Been there done that. Have broke both. Now I gently slide the hydro into the test cylinder and then add my wine.


----------



## jeepingchick (Jul 11, 2010)

ya , usually im more carful.... slighty batty today i think LMAO


----------



## myakkagldwngr (Jul 11, 2010)

Don't you just hate it?
When I broke my hydrometer, I was standing there in the kitchen thinking to myself how smart I was to have gone 6 or 8 months with the same one,,
as it broke the bottom of the plastic storage tube apart and went to the tile floor.


----------



## jeepingchick (Jul 11, 2010)

LOL!!! ya i wish it had been a hydro, ive got 3 of those!


----------



## Wade E (Jul 11, 2010)

Are youn talking about the test tube? I havent used one of those in years! I just put the hydro right into the bucket or carboy and when I need to get it out of the carboy I use a racking hse and just suck the end of it to create a vacuum and grab the top of the hydro. I sense some jokes about this one!!!!!!!


----------



## jeepingchick (Jul 11, 2010)

Oh Man can you see me fishing around the carboy with a hose trying to trap the hydro and cussing everytime i missed it!!! my DOGS would be laughing at me then....and i just cant handle another life form mocking me!!! the bird was bad enough when HE started to cackle at me......

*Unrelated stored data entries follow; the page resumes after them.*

PR #738, opened 2026-04-24
refactor: convert check-embargoed-cves to python

johnbieren:
This commit refactors the check-embargoed-cves bash script into python. It also adds some helper modules that other tasks will use as they are converted.

Assisted-By: Cursor

### DIFF
--- a/pyproject.toml
+++ b/pyproject.toml
@@ -5,6 +5,8 @@ description = "Konflux Release Service Utils"
 readme = "README.md"
 requires-python = ">=3.10"
 dependencies = [
+    "requests",
+    "requests-kerberos",
     "jinja2",
     "check-jsonschema",
     "jinja2-ansible-filters",
@@ -25,7 +27,11 @@ dependencies = [
 line-length = 95
 
 [tool.pytest.ini_options]
-pythonpath = ["integration-tests/lib"]
+pythonpath = [
+  "integration-tests/lib",
+  "scripts/python/helpers",
+  "scripts/python/tasks/internal",
+]
 
 [dependency-groups]
 dev = [
@@ -40,7 +46,7 @@ omit = [
     "**/tests/*",
     ".github/*",
     "ci/*",
-    "scripts/*",
+    "scripts/bash/*",
     "templates/*",
     "data/*",
 ]
--- a/scripts/python/helpers/file.py
+++ b/scripts/python/helpers/file.py
@@ -1,0 +1,56 @@
+"""File, path, and temporary-file helpers for task scripts."""
+
+from __future__ import annotations
+
+import os
+import tempfile
+from pathlib import Path
+
+
+def path_from_env_variable(
+    name: str,
+    default: str | Path,
+) -> Path:
+    """
+    Return a filesystem path from the string value of an environment variable, or
+    a default.
+
+    The value of name in ``os.environ`` (if set and not blank after
+    ``str.strip``) is interpreted as a path; it is not a path to a file whose
+    contents you read, and this function does not open or stat paths.
+
+    If the variable is missing or only whitespace, default is returned (a str
+    or an existing ``Path``).
+
+    Typical use: a Tekton or pod env var that holds a mount directory path, with
+    tests setting the same variable to a temp directory. Existence of the path
+    is not checked.
+    """
+    raw = os.environ.get(name)
+    if raw is not None and str(raw).strip() != "":
+        return Path(str(raw).strip())
+    return default if isinstance(default, Path) else Path(default)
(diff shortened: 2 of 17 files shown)


johnbieren:
I tested this by building an image in my own namespace and using a draft catalog PR https://github.com/konflux-ci/release-service-catalog/pull/2179

scripts/python/helpers/file.py
```diff
@@ -0,0 +1,57 @@
...
+    """
+    raw = os.environ.get(name)
+    if raw is not None and str(raw).strip() != "":
+        return Path(str(raw).strip())
+    return default if isinstance(default, Path) else Path(default)
+
+
+def make_tempfile_path(
+    prefix: str,
+    data: Optional[bytes] = None,
```
mmalina: Maybe use `data: bytes | None = None` to be consistent with other places?

scripts/python/tasks/internal/check_embargoed_cves.py
```diff
@@ -0,0 +1,303 @@
...
+            if is_embargoed_flaw_response(data):
+                print(f"CVE {cve} is embargoed", flush=True)
+                found.append(cve)
+
+        # Return code 0/1 is logical outcome only; main() maps it to the Tekton result files.
+        return (found, 0 if not found else 1)
+    finally:
+        # kpath, ccache, kcfg: remove all temp files even when kinit or a later step raises.
+        for p in (kpath, ccache_path, kcfg):
+            p.unlink(missing_ok=True)  # type: ignore[call-arg]
```
mmalina: Claude says the comment is unnecessary (and you don't have it elsewhere anyway).

> The missing_ok parameter has been available since Python 3.8, and your minimum is
   3.10.

scripts/python/helpers/http_client.py
```diff
@@ -0,0 +1,68 @@
...
+def _retries() -> Retry:
+    """Transients similar to common ``curl --retry 3`` (connection + some HTTP)."""
+    return Retry(
+        total=3,
+        connect=3,
+        read=3,
+        status=2,
+        backoff_factor=0.4,
+        status_forcelist=(500, 502, 503, 504),
+        allowed_methods=frozenset({"GET", "POST"}),
```
mmalina: Currently there is only a function for performing GET. Why the POST here? Maybe a function for post is coming? In general it's risky to retry a POST request, so it depends on the case. But since there is no POST here yet, maybe remove it?

scripts/python/helpers/http_client.py
```diff
@@ -0,0 +1,68 @@
+"""HTTP helpers for task code using the third-party ``requests`` library.
+
+The catalog often shows shell with ``curl --retry 3`` and Kerberos or bearer
```
mmalina, line 3: What about covering rate limiting and the optional 404 retry that is included in the curl-with-retry bash script? Or will that be added later when tasks using it are migrated?

scripts/python/helpers/file.py
johnbieren: updated

scripts/python/tasks/internal/check_embargoed_cves.py
johnbieren: removed

scripts/python/helpers/http_client.py
johnbieren: removed

scripts/python/helpers/http_client.py
johnbieren: I added the functionality in your open PR for the 404 retry stuff. I also added retries to the kinit to cover what Lubo did in this commit https://github.com/konflux-ci/release-service-utils/commit/4d1661211b01402ccb9655a7440f0229a41ade2c

johnbieren:
Addressed comments and added coverage for the lines codecov complained about

scripts/python/helpers/http_client.py
mmalina: cool, thanks

mmalina (approved):

ach912 (approved):

davidmogar (approved):

pyproject.toml
```diff
@@ -5,6 +5,8 @@ description = "Konflux Release Service Utils"
 readme = "README.md"
 requires-python = ">=3.10"
 dependencies = [
+    "requests",
+    "requests-kerberos",
```
ktdreyer, line 9: Check out https://pypi.org/project/requests-gssapi/ and https://fedoraproject.org/wiki/Changes/kerberos-in-python-modernization!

and ya , the test tube!!! couldnt for the life of me think of the word!!


----------



## Green Mountains (Jul 12, 2010)

Wade E said:


> Are youn talking about the test tube? I havent used one of those in years! I just put the hydro right into the bucket or carboy and when I need to get it out of the carboy I use a racking hse and just suck the end of it to create a vacuum and grab the top of the hydro. I sense some jokes about this one!!!!!!!

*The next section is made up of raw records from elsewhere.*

PR #739, opened 2026-04-24
fix(RELEASE-2367): make push-disk-image pipeline idempotent

swickersh:
This PR delivers two related idempotency changes for the push-disk-image pipeline.

Pulp idempotency prune (RELEASE-2367)
pulp_push_wrapper now queries the target Pulp repo and unassociates older timestamped variants of matching staged files before running pubtools-pulp-push. This prevents duplicate timestamped content from accumulating and keeps only the latest relevant artifacts associated. Unit tests were added for timestamp matching and prune selection behavior.

Shared CGW idempotency logic
Common Content Gateway create/update/skip/rollback behavior was extracted into utils/cgw_idempotency.py and reused by both developer_portal_wrapper and publish_to_cgw_wrapper. This removes duplicated logic and keeps both publish paths behaviorally aligned. Regression tests cover both flows:

disk-image style (filePrefix-based)
push-artifacts style (files[]-based)

### DIFF
--- a/developer-portal-wrapper/developer_portal_wrapper.py
+++ b/developer-portal-wrapper/developer_portal_wrapper.py
@@ -1,20 +1,16 @@
 #!/usr/bin/env python3
-"""
-Run push-cgw-metadata command to push metadata to CGW:
-1. Extract all components under contentGateway key from dataPath
-2. Find all the files in contentDir that starts with the component name
-4. Generate necessary metadata for each file
-5. Dump the metadata to a YAML file
-6. Run push-cgw-metadata to push the metadata
-"""
+"""Publish content to CGW using idempotent create/update behavior."""
 
 import os
 import sys
 import yaml
 import hashlib
-import subprocess
 import argparse
 import logging
+
+import requests
+from requests.auth import HTTPBasicAuth
+from utils import cgw_idempotency
 
 LOG = logging.getLogger("developer-portal-wrapper")
 DEFAULT_LOG_FMT = "%(asctime)s [%(levelname)-8s] %(message)s"
@@ -26,7 +22,6 @@ CGW_ENV_VARS_STRICT = (
 
 WORKSPACE_DIR = "/tmp"
 METADATA_FILE_PATH = f"{WORKSPACE_DIR}/cgw_metadata.yaml"
-RESULT_FILE_JSON_PATH = f"{WORKSPACE_DIR}/results.json"
 
 os.makedirs(WORKSPACE_DIR, exist_ok=True)
 
@@ -53,44 +48,40 @@ def generate_metadata(
     content_list that starts with the component name
     """
     metadata = []
-
     short_url_prefix = f"/cgw/{product_code}/{product_version_name}"
-    for file in content_list:
-        matching_component = file.startswith(file_prefix)
 
-        if matching_component:
-            LOG.info("processing file: %s", file)
-            component_item = {
-                "productName": product_name,
-                "productCode": product_code,
-                "productVersionName": product_version_name,
-                "downloadURL": generate_download_url(content_dir, file),
+    for order, file in enumerate(content_list, start=1):
+        if not file.startswith(file_prefix):
+            LOG.warning(
+                "Skipping file: %s as it does not start with the expected prefix", file
+            )
+            continue
+
+        LOG.info("Processing file: %s", file)
+        metadata.append(
+            {
                 "shortURL": f"{short_url_prefix}/{file}",
+                "downloadURL": generate_download_url(content_dir, file),
                 "label": file,
                 "type": "FILE",
                 "hidden": False,
                 "invisible": False,
+                "order": order,
             }
-            metadata.append(
-                {
-                    "type": "file",
-                    "action": "create",
-                    "metadata": component_item,
-                }
-            )
-        else:
-            LOG.warning(f"Skipping file: {file} as it does not start with any component name")
+        )
 
     return metadata
 
 
 def validate_env_vars():
+    """Assert that all required CGW environment variables are set."""
     assert all(
         [os.getenv(item) for item in CGW_ENV_VARS_STRICT]
     ), f"Provide all required CGW environment variables: {', '.join(CGW_ENV_VARS_STRICT)}"
 
 
 def parse_args():
+    """Parse and return command line arguments."""
     parser = argparse.ArgumentParser(
         prog="developer_portal_wrapper",
         description="Add binaries to Developer Portal.",
@@ -122,7 +113,10 @@ def parse_args():
     )
     parser.add_argument(
         "--cgw-hostname",
-        help="Content Gateway Hostname in Developer Portal",
+        help=(
+            "Content Gateway base URL in Developer Portal, "
+            "for example: https://developers.qa.redhat.com/content-gateway/rest/admin"
+        ),
         required=True,
     )
     parser.add_argument(
@@ -139,7 +133,73 @@ def parse_args():
     return parser.parse_args()
 
 
+def publish_metadata(
+    *,
+    cgw_hostname,
+    product_name,
+    product_code,
+    product_version_name,
+    metadata,
+    dry_run=False,
+):
+    """Idempotently publish file metadata to the Content Gateway.
+
+    Looks up the product and version by name, then creates, updates, or skips
+    each file entry depending on whether it already exists with matching content.
+    In dry-run mode no API calls are made; placeholder IDs are used instead.
+    """
+    username = os.getenv("CGW_USERNAME")
+    password = os.getenv("CGW_PASSWORD")
+
+    session = requests.Session()
+    session.auth = HTTPBasicAuth(username, password)
+    session.headers.update(
+        {
+            "Accept": "application/json",
+            "Content-Type": "application/json",
+        }
+    )
+
+    if dry_run:
+        product_id = 999999
+        product_version_id = 999999
+        created_ids = [999999 for _ in metadata]
+        updated_ids = []
+        skipped_ids = []
+    else:
+        product_id = cgw_idempotency.get_product_id(
+            host=cgw_hostname,
+            session=session,
+            product_name=product_name,
+            product_code=product_code,
+        )
+        product_version_id = cgw_idempotency.get_version_id(
+            host=cgw_hostname,
+            session=session,
+            product_id=product_id,
+            version_name=product_version_name,
+        )
+        for item in metadata:
+            item["productVersionId"] = product_version_id
+
+        created_ids, updated_ids, skipped_ids = cgw_idempotency.create_files(
+            host=cgw_hostname,
+            session=session,
+            product_id=product_id,
+            version_id=product_version_id,
+            metadata=metadata,
+        )
+
+    LOG.info(
+        "CGW publish summary: created=%s updated=%s skipped=%s",
+        len(created_ids),
+        len(updated_ids),
+        len(skipped_ids),
+    )
+
+
 def main():
+    """Entry point: parse arguments, generate metadata, and publish to CGW."""
     args = parse_args()
 
     loglevel = logging.DEBUG if args.debug else logging.INFO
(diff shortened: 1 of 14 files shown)


pyproject.toml
```diff
@@ -13,7 +13,8 @@ dependencies = [
     "pubtools-content-gateway==0.5.4",
     "pubtools-pulp==1.33.2",
     "pubtools-exodus==1.5.2",
-    "pubtools-marketplacesvm==1.9.0",
```
swickersh, line 18: Context for pinning these versions:  
- `pubtools-marketplacesvm` was previously bumped by dependency automation (`6259b44`, bot-authored) from `1.7.0` to `1.9.0`.
- In Python 3.9 runtime, `starmap-client>=2.4` triggers import/runtime failure due to newer type-hint syntax (`|`) in `starmap_client`:
  `TypeError: unsupported operand type(s) for |: 'type' and '_GenericAlias'`.
- Repro on py3.9:
  - `starmap-client 2.4.1` -> import fails
  - `starmap-client 2.3.0` (`<2.4`) -> import succeeds
 
This issue surfaced during runtime validation of this PR image (not during image build), specifically in the py3.9 `pubtools-pulp-push` execution path.
- `release-service-utils` ships a shared dependency set; the `starmap-client>=2.4` py3.9 incompatibility can be triggered even when testing non-marketplace flows.
- To unblock runtime validation of the Pulp/CGW changes, we pinned:
  - `pubtools-marketplacesvm==1.8.1`
  - `starmap-client<2.4`

developer-portal-wrapper/developer_portal_wrapper.py
```diff
@@ -138,6 +143,65 @@ def parse_args():
...
+            session=session,
+            product_name=product_name,
+            product_code=product_code,
+        )
+        product_version_id = cgw_idempotency.get_version_id(
+            host=cgw_hostname,
+            session=session,
+            product_id=product_id,
+            version_name=product_version_name,
+        )
```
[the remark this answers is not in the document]
swickersh: updated help text

pubtools-pulp-wrapper/pulp_push_wrapper.py
```diff
@@ -114,6 +131,178 @@ def get_source_url(stagedirs):
...
+    deadline = time.time() + POLL_TIMEOUT_SECONDS
+    while time.time() < deadline:
+        task = pulp_request(task_url, context=context)
+        state = task.get("state")
+        if state == "finished":
+            if task.get("error") or task.get("exception") or task.get("traceback"):
+                raise RuntimeError(f"Pulp task failed: {task_url}: {task}")
+            return
+        time.sleep(POLL_INTERVAL_SECONDS)
+    raise TimeoutError(f"Timed out waiting for Pulp task: {task_url}")
```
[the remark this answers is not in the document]
swickersh: fixed.

swickersh:
Added successful test run log showing idempotent workflow succeeds to the jira: https://redhat.atlassian.net/browse/RELEASE-2367?focusedCommentId=16843151

developer-portal-wrapper/developer_portal_wrapper.py
```diff
@@ -1,19 +1,31 @@
...
 import argparse
 import logging
+import importlib
+from pathlib import Path
+
+import requests
+from requests.auth import HTTPBasicAuth
+
+
+def _load_cgw_idempotency():
```
mmalina: This looks complex and I asked Claude if there was a better way. It suggested a couple of options, but recommended this:

```
  Replace the entire _load_cgw_idempotency() function with this at the top of the
  file:

  import sys
  from pathlib import Path

  # Add repo root to sys.path when running as a standalone script
  if __name__ == "__main__":
      repo_root = Path(__file__).resolve().parent.parent
      sys.path.insert(0, str(repo_root))

  from utils import cgw_idempotency

  Why this is better:
  - Only modifies sys.path when running as a script (not when imported)
  - Uses standard import syntax instead of importlib.import_module()
  - Works in both the container (PYTHONPATH set) and locally (sys.path modified)
  - Much more readable and maintainable
```

WDYT?

pyproject.toml
mmalina: I think we should fix this properly. It turns out right now the python version is misaligned. This file has:
```
requires-python = ">=3.10"
```
But in fact the utils image only has python 3.9. Here's where it was set here in February:

https://github.com/konflux-ci/release-service-utils/commit/ef0fabec67ba2dade16ccf24481f7924163e7471

(Cc: @querti )

That seems wrong. Here's Claude's explanation:
```
  How It Actually Worked (Until It Didn't)

  Here's what happened:

  1. February 2024: Someone bumped requires-python = ">=3.10" and regenerated
  uv.lock on a machine with Python 3.10+
  2. The lock file contained specific package versions resolved for Python 3.10+
  3. In the container (Python 3.9):
    - uv pip install reads uv.lock and installs those exact versions
    - Most packages work fine because they don't actually use Python 3.10+ features
   - they just allow Python 3.10+
    - Everything seemed to work... until...
  4. Renovate updated starmap-client to 2.4+, which actually uses Python 3.10+
  syntax (type | type union syntax)
  5. Runtime failure: Python 3.9 can't parse the | operator for types → TypeError

  TL;DR: It worked by accident because most packages claiming "Python 3.10+" still
  had Python 3.9-compatible code. It broke when a dependency actually started using
   Python 3.10+ syntax.
```

So what we should do is move to a base image that has newer python - e.g. https://catalog.redhat.com/en/software/containers/ubi9/python-312/657b08d023df896ebfacf402
(and remove the python install in the dockerfile). That way we can properly use the newest packages.

```
  What to Do

  1. Change the Dockerfile base image from ubi9/ubi:9.7-* to ubi9/python-312
  2. Remove the Python installation steps (already included in the image)
  3. Remove the workaround pins for pubtools-marketplacesvm and starmap-client
  4. Regenerate uv.lock with Python 3.12 to ensure all dependencies are properly
  resolved

  This will fix the contradiction and prevent future "it works but shouldn't"
  scenarios.
```

pubtools-pulp-wrapper/pulp_push_wrapper.py
```diff
@@ -179,6 +373,7 @@ def main():
         LOG.info("Would have run: %s", cmd_str)
     else:
         try:
+            prune_matching_content_before_push(args)
```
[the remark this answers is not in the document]
swickersh: If a team is re-releasing anyway the existing content should be removed regardless.

developer-portal-wrapper/developer_portal_wrapper.py
swickersh: I actually had what Claude proposed in a previous diff: https://github.com/konflux-ci/release-service-utils/compare/8e7acfb0a2dfd15b67e0df2a88fae22a5134a415..3f9056e4acb4d4615367ae6fa6f362922ffef644

Battle of the ai's here :smile:  : 


CI flake8 E402

The old pattern had executable code (ROOT_DIR = ..., sys.path.insert(...)) before from utils....
That triggered E402 module level import not at top of file.
We explicitly changed it to avoid # noqa and fix it “properly.”
Import-context reliability

The suggested if __name__ == "__main__": ... from utils import cgw_idempotency only adjusts sys.path in one execution mode.
In some non-__main__ contexts (imported module, certain test/runtime invocations), it can still miss utils if PYTHONPATH is not already set.
So the current _load_cgw_idempotency() approach is a bit less pretty, but it was chosen to be:

lint-compliant,
fallback-safe,
and consistent across wrapper execution contexts.


I'm happy to change it and suppress the errors with that annotation if you prefer. It works both ways in testing :man_shrugging:

pyproject.toml
swickersh: Created a Jira for this as it's outside the scope of this PR. https://redhat.atlassian.net/browse/RELEASE-2442

developer-portal-wrapper/developer_portal_wrapper.py
mmalina: OK, fine with me then 😀

pyproject.toml
mmalina: Well, then at least change requires-python to 3.9 to reflect reality? And that way you will likely not have to add "starmap-client<2.4" either, because it will just get the version compatible with python 3.9.

swickersh: As I understand it, changing requires-python to >=3.9 would require regenerating uv.lock, which risks pulling in unintended package changes.  And it wouldn't actually remove the need for the starmap-client<2.4 pin anyway: starmap-client doesn't declare requires_python in its PyPI metadata, so uv has no way to know that 2.4+ is incompatible with Python 3.9 and would still resolve it. 

It feels like proper process is to create bug Jira (RELEASE-2442) and fix it as a separate commit/PR.

mmalina: Hmm, but I think you should definitely update uv.lock actually when changing this file, it's actually good you mention it. Don't you think? I will ask others on the team to take a look - maybe somebody has more python knowledge...

swickersh: Yea you're right. I think it would have failed somewhere if I didn't update the lock file after updating the toml file. I regenerated uv lock and tests are running now.

mmalina: ok. I am fine with dealing with the rest in the separate jiras - the one to use ubi10 is probably the best to start with. feel free to resolve this once you're done.

mmalina (dismissed):

happybhati (dismissed):

developer-portal-wrapper/developer_portal_wrapper.py
```diff
@@ -138,6 +146,65 @@ def parse_args():
     return parser.parse_args()
 
 
+def publish_metadata(
```
davidmogar, line 136: Can we add docstrings for all the functions?

publish-to-cgw-wrapper/publish_to_cgw_wrapper.py
```diff
@@ -25,9 +25,26 @@
...
 import hashlib
 import logging
+import importlib
+import sys
+from pathlib import Path
 import requests
 from requests.auth import HTTPBasicAuth
 
+
+def _load_cgw_idempotency():
```
davidmogar: Would it make sense to extract this function as it's used in other places?

swickersh: Now that I look at it more - it seems that was only needed for running the wrappers standalone locally. When running as part of the test suite or in production the imports work without this. I made the change to remove it and will let ci build the container to confirm tests still pass.

developer-portal-wrapper/developer_portal_wrapper.py
swickersh: yes, done.

publish-to-cgw-wrapper/publish_to_cgw_wrapper.py
swickersh: Ok - looks like the imports work fine without it. I ran a test on cluster.

davidmogar (dismissed):

utils/cgw_idempotency.py
```diff
@@ -0,0 +1,230 @@
+import logging
+import re
+from urllib.parse import urlsplit, urlunsplit
+
+import requests
+
+TIMESTAMP_TOKEN_RE = re.compile(r"-(\d{10})(?=-)")
+
+
+def call_cgw_api(*, host, method, endpoint, session, data=None):
```
johnbieren, line 10: This is fine for now, but nothing about this seems cgw specific. Pyxis makes http calls too - we should probably combine in the future

utils/cgw_idempotency.py
```diff
@@ -0,0 +1,230 @@
...
+def rollback_files(*, host, session, product_id, version_id, created_file_ids):
+    """Rollback created files by listing and deleting them."""
+    if created_file_ids:
+        logging.warning(
+            "Rolling back created files due to failure (productId: %s, productVersionId: %s)",
+            product_id,
+            version_id,
+        )
+
+    for file_id in created_file_ids:
```
johnbieren, line 123: I think it'd be nice to log something like "deleting file $file_id"

johnbieren (dismissed):

utils/cgw_idempotency.py
swickersh: We can if you feel strongly about it.  This is existing code that is just moved to a common script so both the developer_portal_wrapper and publish_to_cgw_wrapper can be idempotent and share these functions without duplicate code
https://github.com/konflux-ci/release-service-utils/pull/739/changes/BASE..f9cd0ecbd59ebe4c19c5573d3ce1be506864ee87#diff-211a5181f683316b7ae07ea11f6a624d998ff6e9fd61cddd9368d6ec8757d078L285

utils/cgw_idempotency.py
swickersh: same as below comment. This is existing code just moved into a common file: https://github.com/konflux-ci/release-service-utils/pull/739/changes/BASE..f9cd0ecbd59ebe4c19c5573d3ce1be506864ee87#diff-211a5181f683316b7ae07ea11f6a624d998ff6e9fd61cddd9368d6ec8757d078L123

ach912 (dismissed):

pubtools-pulp-wrapper/pulp_push_wrapper.py
```diff
@@ -115,6 +131,180 @@ def get_source_url(stagedirs):
...
+
+def wait_for_task(task_href, context):
+    task_url = task_href
+    deadline = time.time() + POLL_TIMEOUT_SECONDS
+    while time.time() < deadline:
+        task = pulp_request(task_url, context=context)
+        if task is None:
+            raise RuntimeError(f"Empty response while polling Pulp task status: {task_url}")
+        state = task.get("state")
+        if state == "finished":
```
jangel97, line 224: `wait_for_task` only checks for `state == "finished"`, so if a Pulp task reaches
`"error"` or `"canceled"`, it will poll for the full 120s and then raise a `TimeoutError` instead
of surfacing the actual Pulp error.

According to the [Pulp 2 docs](https://docs.pulpproject.org/en/2.21/dev-guide/integration/rest-api/tasks.html),
the possible task states are: `waiting`, `skipped`, `running`, `suspended`, `finished`, `error`, and `canceled`.

Would something like this help?

```python
if state == "finished":
    return
if state in ("error", "canceled", "skipped"):
    raise RuntimeError(f"Pulp task {state}: {task_url}: {task}")
```
WDYT @swickersh ?

swickersh: Yea that's a good call out. Thanks @jangel97 
Implemented.

davidmogar (dismissed):

johnbieren (dismissed):

swickersh:
rebased - need approvals again please @davidmogar @johnbieren

johnbieren (dismissed):

happybhati (dismissed):

mmalina (dismissed):

davidmogar (dismissed):

swickersh:
rebased on https://github.com/konflux-ci/release-service-utils/pull/770 now that ubi10 and newer python are merged.

johnbieren (approved):

davidmogar (approved):

ach912 (approved):

twaugh (approved):

ach912:
## Production Approval Record

| Field | Value |
|---|---|
| **Action** | APPROVED |
| **Reviewer** | @ach912 |
| **Timestamp** | 2026-05-28T11:18:16.203Z |

Approved

happybhati (approved):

i too have never used the test cylindar and have always put the hydrometer directly into the bucket. I have a piece of thread attached to the top of mine that allows me to lift it out of carboys.


----------



## Runningwolf (Jul 12, 2010)

Wade E said:


> Are youn talking about the test tube? I havent used one of those in years! I just put the hydro right into the bucket or carboy and when I need to get it out of the carboy I use a racking hse and just suck the end of it to create a vacuum and grab the top of the hydro. I sense some jokes about this one!!!!!!!



Video please!


----------



## Arne (Jul 12, 2010)

Wade E said:


> Are youn talking about the test tube? I havent used one of those in years! I just put the hydro right into the bucket or carboy and when I need to get it out of the carboy I use a racking hse and just suck the end of it to create a vacuum and grab the top of the hydro. I sense some jokes about this one!!!!!!!

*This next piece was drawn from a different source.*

PR #745, opened 2026-04-29
feat(RELEASE-2209): imported functions trigger tests

johnbieren:
This commit updates the new utils e2e tests to prepare for the addition of python task scripts to this repo. We will have helper modules that multiple tasks can import. If a task script uses a function from a helper module, we need to be sure that the e2e tests relevant to that task are still triggered. This commit adds that piece. So, for example, if you have a function in scripts/tasks/helpers/file.py and it is used in scripts/tasks/internal/check_embargoed_cves.py, any update to the function in file.py should be treated like an update in the embargoed script too.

Me thinks there be a method to your madness, Wade. Suck a little, oops missed the hydro, damn another mouthfull of wine. The more ya miss the harder it is to see the hydro. Hmm, mite have to try that. lol, Arne.


----------



## xanxer82 (Jul 12, 2010)

I think an investment into a fermtech wine theif/ test cylinder combo from George would be wise.


----------



## Wade E (Jul 12, 2010)

That how I used to do it, now I have a vacuum pump to suck the hydro up. Nikki, if I were you Id just get a plastic wine thief. You draw your wine up into it by dunking it a few times and then put the hydro in the plastic wine thief spinning it as you drop it in. And if I were you I would not get any more glass!!!!!!!!!!!!


----------



## jeepingchick (Jul 12, 2010)

HAHAHAH i know right!!! the very sad thing is i work with hot glass as a hobby i KNOW how fragile this crap is and yet i still have mind blanks n do stupid stuff LMAO!


----------



## Lurker (Jul 14, 2010)

Like Wade & Green Mountain said. I haven't used that tube since the first time I used it.


----------